- [What the task asks]:
Return a copy of every line in the records that includes the word "returns".

- [Data supplied]:
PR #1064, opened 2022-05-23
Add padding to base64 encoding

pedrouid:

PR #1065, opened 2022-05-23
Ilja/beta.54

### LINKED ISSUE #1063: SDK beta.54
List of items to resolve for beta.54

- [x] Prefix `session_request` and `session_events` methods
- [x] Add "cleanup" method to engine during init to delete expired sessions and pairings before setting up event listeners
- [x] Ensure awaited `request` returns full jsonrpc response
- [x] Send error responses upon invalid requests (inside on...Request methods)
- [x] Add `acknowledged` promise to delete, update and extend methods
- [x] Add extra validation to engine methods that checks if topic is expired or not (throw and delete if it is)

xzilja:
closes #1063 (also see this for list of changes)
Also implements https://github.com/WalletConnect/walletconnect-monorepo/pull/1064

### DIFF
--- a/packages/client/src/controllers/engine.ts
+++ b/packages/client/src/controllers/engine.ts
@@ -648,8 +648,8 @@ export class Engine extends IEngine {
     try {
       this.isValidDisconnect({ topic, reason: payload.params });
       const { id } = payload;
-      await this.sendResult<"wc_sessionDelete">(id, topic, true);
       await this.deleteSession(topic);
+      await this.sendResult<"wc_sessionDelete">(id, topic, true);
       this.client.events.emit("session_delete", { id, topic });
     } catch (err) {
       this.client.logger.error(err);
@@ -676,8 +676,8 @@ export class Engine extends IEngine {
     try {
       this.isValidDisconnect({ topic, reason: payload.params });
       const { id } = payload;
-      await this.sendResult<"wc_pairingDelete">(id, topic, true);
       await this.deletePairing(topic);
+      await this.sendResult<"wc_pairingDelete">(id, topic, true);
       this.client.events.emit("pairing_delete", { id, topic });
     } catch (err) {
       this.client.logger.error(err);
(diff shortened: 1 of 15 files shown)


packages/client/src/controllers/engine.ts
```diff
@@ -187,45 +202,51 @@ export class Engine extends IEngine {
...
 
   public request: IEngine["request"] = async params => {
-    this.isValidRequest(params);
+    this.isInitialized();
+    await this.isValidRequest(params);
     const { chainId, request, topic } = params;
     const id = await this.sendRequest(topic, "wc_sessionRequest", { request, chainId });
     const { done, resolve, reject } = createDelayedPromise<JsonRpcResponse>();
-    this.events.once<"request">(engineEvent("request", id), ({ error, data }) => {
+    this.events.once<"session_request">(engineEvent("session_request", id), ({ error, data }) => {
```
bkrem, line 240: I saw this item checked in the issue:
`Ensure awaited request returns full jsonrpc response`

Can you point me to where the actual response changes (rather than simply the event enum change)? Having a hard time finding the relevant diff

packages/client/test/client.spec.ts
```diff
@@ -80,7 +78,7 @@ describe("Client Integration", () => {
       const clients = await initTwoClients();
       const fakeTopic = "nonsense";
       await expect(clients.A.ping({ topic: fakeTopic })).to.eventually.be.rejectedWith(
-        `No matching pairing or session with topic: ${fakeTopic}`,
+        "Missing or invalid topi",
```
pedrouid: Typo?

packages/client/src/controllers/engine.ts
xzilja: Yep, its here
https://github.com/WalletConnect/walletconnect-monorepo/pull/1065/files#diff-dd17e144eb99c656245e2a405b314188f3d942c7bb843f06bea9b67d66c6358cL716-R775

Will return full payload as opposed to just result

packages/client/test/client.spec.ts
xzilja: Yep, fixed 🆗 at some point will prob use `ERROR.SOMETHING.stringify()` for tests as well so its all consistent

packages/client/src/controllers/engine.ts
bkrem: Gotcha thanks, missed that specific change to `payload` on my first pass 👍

- [Task answer]:
- [x] Ensure awaited `request` returns full jsonrpc response
`Ensure awaited request returns full jsonrpc response`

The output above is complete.